Characterization of temperature-induced association in aqueous solutions of charged ABCBA-type pentablock tercopolymers

In this work, two novel linear ABCBA pentablock tercopolymers, which are composed of an anionic poly(4-styrenesulfonic acid sodium) (PSSS) block on both ends and two thermosensitive poly( N -isopropylacrylamide) (PNIPAAM) blocks that are separated by a hydrophilic poly(ethylene glycol) (PEG) block have been synthesized via a simple "one-pot" ATRP procedure. The two studied samples have the following compositions: (P(SSS) 12 - b -P(NIPAAM) 63 - b -P(EG) 34 - b -P(NIPAAM) 63 - b -P(SSS) 12 (C 34 ) and P(SSS) 14 - b -P(NIPAAM) 65 - b -P(EG) 77 - b- P(NIPAAM) 65 - b -P(SSS) 14 (C 77 ). The main difference between the copolymers is the length of the hydrophilic block, which plays a crucial role for the physical properties of the copolymers in aqueous solution. A solution of the C 34 sample becomes turbid at elevated temperatures and compact interchain complexes are formed with a behavior that is reminiscent of a suspension of particles. A solution of C 77 becomes turbid at intermediate temperatures but it is transformed to a transparent solution at high temperatures. Depending on the polymer concentration, this pentablock copolymer forms a fragmented or interconnected network at elevated temperatures. At sufficiently high polymer concentration, the viscosity measurements indicate that a reversible hydrogel is formed.
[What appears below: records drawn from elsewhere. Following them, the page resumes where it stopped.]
PR #1006, opened 2023-02-15
OCPBUGS-7510: [release-4.11] fail early on missing node status envs

tjungblu:
cherry-pick from #1004 and manual go mod tidy


geliu2016 (approved):
/lgtm

tjungblu:
@geliu2016 I think that CPA command did not go through :/

Elbehery:
> @geliu2016 I think that CPA command did not go through :/

Yes, @mfojtik or @deads2k can do though 

Also I think @geliu2016 should be added to `patch-manager` list 🤔

PR #1012, opened 2023-02-21
ETCD-385: Prefer ipv6 on bootstrap in v6-primary dual stack

cybertron:
Previously we only supported v4-primary dual stack, so it was correct to always use ipv4 unless we were single stack v6. Now we need to add support for v6-primary dual stack so we need to be more nuanced about ip selection.

This change looks at the first CIDR to determine whether the cluster should be v4 or v6 primary. The other logic stays essentially the same since it was already set up to look for ipv6 addresses when required.

### DIFF
--- a/pkg/cmd/render/render.go
+++ b/pkg/cmd/render/render.go
@@ -158,8 +158,8 @@ type TemplateData struct {
 	// MachineCIDR is the IP range for machine IPs.
 	MachineCIDR string
 
-	// SingleStackIPv6 is true if the stack is IPv6 only.
-	SingleStackIPv6 bool
+	// PreferIPv6 is true if IPv6 is the primary IP version.
+	PreferIPv6 bool
 
 	// Hostname as reported by the kernel.
 	Hostname string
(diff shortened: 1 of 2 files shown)


pkg/cmd/render/render.go
```diff
@@ -621,18 +621,16 @@ func writeManifests(outputDir, templateDir string, templateData interface{}) err
...
 	}
-	for _, cidr := range serviceCIDRs {
-		ip, _, err := net.ParseCIDR(cidr)
-		if err != nil {
-			return false, err
-		}
-		if ip.To4() != nil {
-			return false, nil
-		}
+	ip, _, err := net.ParseCIDR(serviceCIDRs[0])
```
tjungblu, line 628: can you please leave a comment here why we do that? 

maybe with a quick example of a serviceCIDR listing and it's desired behavior in terms of bootstrap IPs

pkg/cmd/render/render.go
```diff
@@ -621,18 +621,16 @@ func writeManifests(outputDir, templateDir string, templateData interface{}) err
 	return nil
 }
 
-func isSingleStackIPv6(serviceCIDRs []string) (bool, error) {
+func preferIPv6(serviceCIDRs []string) (bool, error) {
```
tjungblu, line 624: would you mind adding a quick unit test for this func specifically? just testing a couple of input/output pairs

cybertron: Yep, will do.

pkg/cmd/render/render.go
cybertron: Sure.

cybertron (commented):
Will update this shortly to address the inline comments.

pkg/cmd/render/render.go
tjungblu: perfect, thanks!

pkg/cmd/render/render.go
tjungblu: awesome, thanks again.

tjungblu:
@cybertron I think there's just a formatting issue left:

> verify-gofmt failed - please run `make update-gofmt`


otherwise I'm lgtm :)

cybertron:
Oops, fixed!

Elbehery:
@cybertron do we need backports ?

cybertron:
> @cybertron do we need backports ?

No, this is for a new feature in 4.13.

PR #1013, opened 2023-02-24
document adaptation with ceo

lance5890:
1. The Prune func are general methods for all static pod(like  kube-apiserver,  kube-controller-manager, kube-scheduler, etcd)
2. But in the ceo docs, the description should  be used for cluster-etcd-operator as an example, to avoid misleading


lance5890:
@Elbehery

tjungblu:
/lgtm

thanks @lance5890

PR #1018, opened 2023-03-03
OCPBUGS-1153: Add etcd operator roles and clusterrole

Elbehery:
This PR add replaces usage ClusterRole cluster-admin with ClusterRole and Role for etcd operator.

The ClusterRole and Role added in this PR are reverse engineering using https://github.com/liggitt/audit2rbac.
After inspecting the kube-apiserver audit logs using the tools, I was able to identify the resources and verbs required by the operator.

resolves https://issues.redhat.com/browse/OCPBUGS-1153

### DIFF
--- a/manifests/0000_20_etcd-operator_11_clusterrole.yaml
+++ b/manifests/0000_20_etcd-operator_11_clusterrole.yaml
@@ -1,0 +1,83 @@
+apiVersion: rbac.authorization.k8s.io/v1
+kind: ClusterRole
+metadata:
+  name: etcd-operator-cluster-role
+  annotations:
+    include.release.openshift.io/ibm-cloud-managed: "true"
+    include.release.openshift.io/self-managed-high-availability: "true"
+    include.release.openshift.io/single-node-developer: "true"
+  rules:
+  - apiGroups:
+    - ""
+    resources:
+    - configmaps
+    verbs:
+    - get
+    - list
+    - patch
+    - update
+    - watch
+  - apiGroups:
+    - ""
+    resources:
+    - namespaces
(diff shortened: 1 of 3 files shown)


tjungblu:
@Elbehery can you help me on Monday to go through all the job logs and look for cases where the operator might not have sufficient permissions? 

I'm 99% sure that we don't have enough test coverage for all functionality in place today.

tjungblu:
/hold 

for the time being

manifests/0000_20_etcd-operator_11_clusterrole.yaml
```diff
@@ -0,0 +1,83 @@
...
+  - apiGroups:
+    - ""
+    resources:
+    - namespaces
+    - nodes
+    - secrets
+    verbs:
+    - get
+    - list
+    - watch
```
tjungblu, line 29: I think we're missing a create here to create the openshift-etcd namespace. @Elbehery can you go through all the resources that bootkube must create? They can be found here: https://github.com/openshift/cluster-etcd-operator/tree/master/bindata/bootkube/manifests

tjungblu: even though I believe this should happen before the operator runs, so I'll dig deeper on Monday, maybe you can figure it out already from the install bundles :)

Elbehery: SGTM .. it will be done before Monday ;)

Elbehery:
closing this in favour of https://github.com/openshift/cluster-etcd-operator/pull/1020

/close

The interchain complexes or networks are readily broken up under the influence of shear flow. The results from the small angle neutron scattering experiments reveal significant structural differences between the pentablock copolymers at different temperatures. The viscosity behavior of aqueous solutions of a pentablock tercopolymer clearly depends on the length of the poly(ethylene glycol) block.